Robert: You have to understand that in the oncology world, many of us are pretty optimistic as a group. Thinking about taking care of patients and knowing some will die, you have to be pretty optimistic that improvement is around the corner.

There are many different approaches, from maybe screening earlier and finding cancers before they become metastatic and can be fatal to figuring [out] better ways to treat patients with less toxicity. There are a number of different strategies.

I think right now, the buzz in the oncology community is personalized health care precision medicine. Understanding that there are different types of cancers even within the same name, breast cancer for example, and understanding that better is big.

Let me also make a point that there’s some changes on how we do our work every day. I mentioned electronic medical health records, and we have an EMR that’s designed solely for oncology outpatient care. What we’re doing with that platform is we’ve added another platform, another layer, which helps the physician determine an appropriate treatment.

When the patient is seen using this EMR, the physician is queried for certain biomarkers, and depending on this biomarker result, different treatments are recommended. This helps assist the physician along the way to make that decision, and I think that’s an improvement that’s giving everyone a better chance of good care everywhere, including the community setting.

RDR®: What are some education tools you don’t have but wish you did?

Robert: Probably the most important educational tool that we don’t have, which we should have, is what’s going on with the patient and getting an education from our patients.

The normal routine is we see the patient in follow-up, we spend a few minutes with them, we ask how they’re doing, we usually spend a few more minutes with them, and they spend a few more minutes with the team, such as 1 of our nurses or nurse advocators.
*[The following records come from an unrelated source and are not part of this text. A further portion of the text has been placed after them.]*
PR #434, opened 2022-11-04
Add spec for CLI

clairernovotny:
This is the draft spec for the CLI signing tool.


docs/signing-tool-spec.md
```diff
@@ -0,0 +1,128 @@
...
+- **Security:** Code signing is a sensitive operation that requires credentials/secrets. We do not want secrets to be in the MSBuild pipeline as that makes any logs contain those secrets. Ideally, a CI pipeline should contain a separate stage for code signing to ensure that credentials are never unintentionally exposed to a build stage.
+- **Platform:** Authenticode is currently limted to Windows. Thus, while it's possible to sign a NuGet or VSIX cross-platform, the DLL's inside can't be signed unless running on Windows. With the NuGet packages being developer-only artifacts--they're not shipped with the apps--it's critical that the DLL's inside are also signed. Builds for binaries may run on any platform, but as signing is a discreet step in most CI pipelines, it's possible to use a Windows agent for this task.
+
+### Roadmap
+
+There is an impending deadline in December 2022 when the Azure Active Directory Graph v1 endpoints sunset. The scope of the preview release will be limited to the existing funtionality currently in the service. The remaining functionality will be delivered for the release.
```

One of the things that’s becoming clearer is we need to have a better connection with our patients to have a better opportunity for our patient to educate us about how they’re doing. There’s something called patient reported outcomes (PRO). They’ve been around for a while, and in the past, it has been pretty clunky; it has been paper driven, but now there are apps that are being developed.

There’s an opportunity for patients to use these apps when they’re at home and not feeling well. They can go onto their apps and point that out. Instead of calling the doctor’s office, they can send that information to the practice where they’re able to receive that information and respond back.

I think there has been an emphasis [on] educating patients in terms of cancer care and an emphasis on the health team in terms of different treatments. However, I think the back-and-forth, the communications with our patients, the education [of providers] is critical, and I think we’re now developing some tools where we have a better opportunity to do that. There’s data to support that it translates to better care.